LARAMIE, Wyo. -- When De'Vaughn Brown was being recruited by a Mountain West school, the recruiter told Ygnacio Valley (California) head coach Clyde Byrd that he felt Brown would become an NFL-level player.
"Now I'm not going to go out and say he has pro potential," Byrd said of Brown, who signed with Wyoming in December. "I think he does, but knowing the kind of worker he is and knowing what's getting ready to take place for him with Wyoming, I think the sky's the limit with the kid."
Byrd has room to talk. Byrd coached future Atlanta Falcon Takkarist McKinley at Kennedy High School. He also was an assistant at McClymonds High School when future Kansas City Chief Marcus Peters played there, and his son Thomas started at center for Boise State from 2007-11.
"So I've been around some tremendous athletes," Byrd said. "And, middle of the season, I told De'Vaughn he was every bit as good as those cats."
Brown didn't take the comparisons lightly.
"He's not one of those kids that gets big-headed over stuff," Byrd told the Casper Star-Tribune. "He just kept working and wanted to see. Now, of course, it's De'Vaughn Brown, so he had 1,000 questions. Well, 'Why do you see me on that level?' 'And what was the difference between me and Takk?' Because that's who I really compared him to.
"And I was telling him, 'You're built similar.' Takk was faster, but he had more football knowledge than Takk did at the same age, at the same period of time. So, it was very interesting to hear questions that he came to me with. Because he wanted to know exactly what I saw in evaluations to compare him with Takkarist McKinley."
Brown only played at Ygnacio Valley for his senior season, but he left a mark. He wound up being a first-team all-league player and received MVP consideration, Byrd said. Brown played tight end, receiver, defensive end and linebacker, but plans to play defensive end at Wyoming.

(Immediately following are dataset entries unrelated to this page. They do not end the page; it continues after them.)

PR #2090, opened 2026-05-06
Rename AbstractRunner to Runner and move the factory func to a static method

avilches:
### Summary

Rename AbstractRunner to Runner and move the factory func to a static method

### Details and comments

No behavior change, just add more clarity. IMHO it's better to import classes and then use their methods, rather than importing individual functions. When calling a static method of a class, you have to put the class name in front of it, so it acts as a namespace that adds semantics to the call.


gateway/core/services/runners/runner.py
```diff
@@ -30,9 +30,35 @@ def __str__(self) -> str:
...
+        from core.models import Program  # pylint: disable=import-outside-toplevel
+        from core.services.runners.fleets_runner import FleetsRunner  # pylint: disable=import-outside-toplevel
+        from core.services.runners.ray_runner import RayRunner  # pylint: disable=import-outside-toplevel
+
+        if job.runner == Program.FLEETS:
+            return FleetsRunner(job)
+        if job.runner == Program.RAY:
+            return RayRunner(job)
+        raise RunnerError(f"Unknown runner type: {job.runner}")
+
```
ElePT, line 61: I see why you are making this proposal, but to be honest I find this circular dependency kind of awkward. I need to think if there's a way we could make it look nicer.

avilches: Closing, nobody, including me, likes the local imports...

PR #2096, opened 2026-05-07
Update permission names

ismaelRozasRamallal:
### Summary
This PR is intended to align more on permissions naming with IBM Cloud conventions.

### Details and comments
TBD

### DIFF
--- a/gateway/core/models.py
+++ b/gateway/core/models.py
@@ -25,13 +25,13 @@ RUN_PROGRAM_PERMISSION = "run_program"
 # Platform permissions (Runtime API instances access client)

He was primarily recruited by defensive ends coach AJ Cooper. Brown also had offers from Fresno State, San Jose State and Portland State.
"Really, Wyoming, it just felt like the difference between them and all the other schools, I just felt the love right away," Brown said. "I felt welcomed, and the coaches, they seemed like, besides them knowing what they're talking about on the football field, they genuinely care about us as people. So that's really what brought me here."
Cooper, who Byrd said echoed the sentiment from the unnamed Mountain West school's recruiter, made a home visit to Brown even though his commitment to Wyoming is already in ink.
"That really just proves what I'm saying is right," Brown said. "They really care about us. ... My mom was just like, 'That just means that they care. Because they wouldn't be putting forth that much effort into one person (if they didn't).'"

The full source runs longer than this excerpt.